***** DATA FOR THIS EXERCISE

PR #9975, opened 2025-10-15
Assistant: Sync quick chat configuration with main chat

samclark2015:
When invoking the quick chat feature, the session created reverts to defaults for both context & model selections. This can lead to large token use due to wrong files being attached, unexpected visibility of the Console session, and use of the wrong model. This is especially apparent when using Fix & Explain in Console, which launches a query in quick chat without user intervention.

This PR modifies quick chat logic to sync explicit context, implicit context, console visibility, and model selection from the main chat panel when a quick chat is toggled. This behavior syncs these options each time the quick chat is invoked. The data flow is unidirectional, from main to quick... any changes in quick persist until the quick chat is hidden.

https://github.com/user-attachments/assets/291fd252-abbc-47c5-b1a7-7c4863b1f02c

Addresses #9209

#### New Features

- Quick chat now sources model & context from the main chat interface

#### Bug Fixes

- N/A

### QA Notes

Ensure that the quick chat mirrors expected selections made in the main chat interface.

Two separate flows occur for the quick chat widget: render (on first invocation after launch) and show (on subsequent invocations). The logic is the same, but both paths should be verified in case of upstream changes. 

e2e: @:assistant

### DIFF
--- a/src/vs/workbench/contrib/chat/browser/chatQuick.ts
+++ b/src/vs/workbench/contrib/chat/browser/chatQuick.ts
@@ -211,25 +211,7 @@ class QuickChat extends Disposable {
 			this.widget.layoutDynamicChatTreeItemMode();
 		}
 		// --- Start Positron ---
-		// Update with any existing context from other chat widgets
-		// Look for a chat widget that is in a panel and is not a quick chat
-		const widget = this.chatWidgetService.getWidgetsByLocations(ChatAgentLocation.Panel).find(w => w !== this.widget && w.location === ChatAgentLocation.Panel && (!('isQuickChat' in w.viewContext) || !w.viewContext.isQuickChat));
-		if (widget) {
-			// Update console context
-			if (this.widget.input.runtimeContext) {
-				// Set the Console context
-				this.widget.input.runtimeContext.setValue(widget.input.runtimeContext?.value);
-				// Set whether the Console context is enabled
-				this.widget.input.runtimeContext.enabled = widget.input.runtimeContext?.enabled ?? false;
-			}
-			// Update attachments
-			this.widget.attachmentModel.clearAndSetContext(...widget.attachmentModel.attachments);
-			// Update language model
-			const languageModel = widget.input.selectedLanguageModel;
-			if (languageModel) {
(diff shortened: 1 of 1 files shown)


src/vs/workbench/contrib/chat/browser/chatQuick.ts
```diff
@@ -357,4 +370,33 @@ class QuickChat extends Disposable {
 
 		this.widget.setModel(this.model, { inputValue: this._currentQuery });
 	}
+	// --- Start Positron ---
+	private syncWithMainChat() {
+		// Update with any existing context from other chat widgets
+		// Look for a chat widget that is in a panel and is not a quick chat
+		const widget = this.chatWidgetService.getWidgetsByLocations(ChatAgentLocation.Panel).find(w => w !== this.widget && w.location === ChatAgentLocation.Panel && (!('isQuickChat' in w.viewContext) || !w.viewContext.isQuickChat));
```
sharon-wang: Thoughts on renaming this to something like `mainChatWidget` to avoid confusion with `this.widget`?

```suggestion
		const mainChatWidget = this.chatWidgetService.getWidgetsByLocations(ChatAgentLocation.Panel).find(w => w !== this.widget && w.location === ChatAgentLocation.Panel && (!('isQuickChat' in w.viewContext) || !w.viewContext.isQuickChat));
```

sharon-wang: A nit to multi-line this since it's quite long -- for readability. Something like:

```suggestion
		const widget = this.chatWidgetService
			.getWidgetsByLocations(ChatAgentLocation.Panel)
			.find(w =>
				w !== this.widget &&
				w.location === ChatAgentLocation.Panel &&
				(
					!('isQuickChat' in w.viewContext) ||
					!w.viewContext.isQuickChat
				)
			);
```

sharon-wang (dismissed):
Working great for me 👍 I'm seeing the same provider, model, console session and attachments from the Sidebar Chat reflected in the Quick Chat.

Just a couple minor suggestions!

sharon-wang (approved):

**********

▸ **WHAT THE TASK ASKS**: Wherever the word "other" appears in the listing above, copy the whole line.

▸ **COMPLETED EXERCISE**:
-		// Update with any existing context from other chat widgets
+		// Update with any existing context from other chat widgets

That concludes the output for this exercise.